# [Problem description]
What is needed is a word-for-word restatement of all the entries.
·····
PR #553, opened 2020-07-13
Add Circ to Providers.csv

bhandzo:
@schnuerle Discovered that Circ never got a provider id, so adding one for them.


schnuerle:
Added this as part of the 1.0.0 release candidate with PR #544.

PR #560, opened 2020-07-31
Add 'unspecified' events to some schema states

thekaveman:
Also clean up a few duplicate table entries.


schnuerle:
Thanks for the schema update, and removing the duplication.

PR #563, opened 2020-08-18
Clarify trips and status changes response behavior

jiffyclub:
In MDS 0.4.x we request trips and status changes for a given hour. A provider may have no data to report for the requested hour for multiple reasons, including:

- The hour has not yet fully passed
- The provider was not operational in the region during the hour
- The provider has not yet completed processing that hour's data
- No trips or events occurred during the hour

Differentiating the last two reasons is particularly important because it lets consumers of APIs know whether or not they need to re-request the hour at a later time. A successful 200 response with an empty list of data clearly communicates that the provider has nothing to report for that hour and that it's not necessary to try again later. Having this behavior consistent across providers would help us at Populus spend less time requesting data and reduce the number of requests received by providers.


schnuerle:
This seems like a good idea and change. Would like some community feedback on it.

Retzoh:
👍 to this. As an agency, it is a real problem to request a time range and not know if we should move on because there are no events there, or retry later because there is an error / the data is incomplete.

jiffyclub:
Bumping this to get it included in the 1.1.0 release.

schnuerle:
Thanks for the bump this is looking good for 1.1.0 unless there is some opposition to it. Tagging some provider members just in case @bhandzo @dirkdk.

thekaveman:
Updated target branch to `dev`.

schnuerle (approved):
·····
# [Output]
PR #553, opened 2020-07-13
Add Circ to Providers.csv

bhandzo:
@schnuerle Discovered that Circ never got a provider id, so adding one for them.


schnuerle:
Added this as part of the 1.0.0 release candidate with PR #544.

PR #560, opened 2020-07-31
Add 'unspecified' events to some schema states

thekaveman:
Also clean up a few duplicate table entries.


schnuerle:
Thanks for the schema update, and removing the duplication.

PR #563, opened 2020-08-18
Clarify trips and status changes response behavior

jiffyclub:
In MDS 0.4.x we request trips and status changes for a given hour. A provider may have no data to report for the requested hour for multiple reasons, including:

- The hour has not yet fully passed
- The provider was not operational in the region during the hour
- The provider has not yet completed processing that hour's data
- No trips or events occurred during the hour

Differentiating the last two reasons is particularly important because it lets consumers of APIs know whether or not they need to re-request the hour at a later time. A successful 200 response with an empty list of data clearly communicates that the provider has nothing to report for that hour and that it's not necessary to try again later. Having this behavior consistent across providers would help us at Populus spend less time requesting data and reduce the number of requests received by providers.


schnuerle:
This seems like a good idea and change. Would like some community feedback on it.

Retzoh:
👍 to this. As an agency, it is a real problem to request a time range and not know if we should move on because there are no events there, or retry later because there is an error / the data is incomplete.

jiffyclub:
Bumping this to get it included in the 1.1.0 release.

schnuerle:
Thanks for the bump this is looking good for 1.1.0 unless there is some opposition to it. Tagging some provider members just in case @bhandzo @dirkdk.

thekaveman:
Updated target branch to `dev`.

schnuerle (approved):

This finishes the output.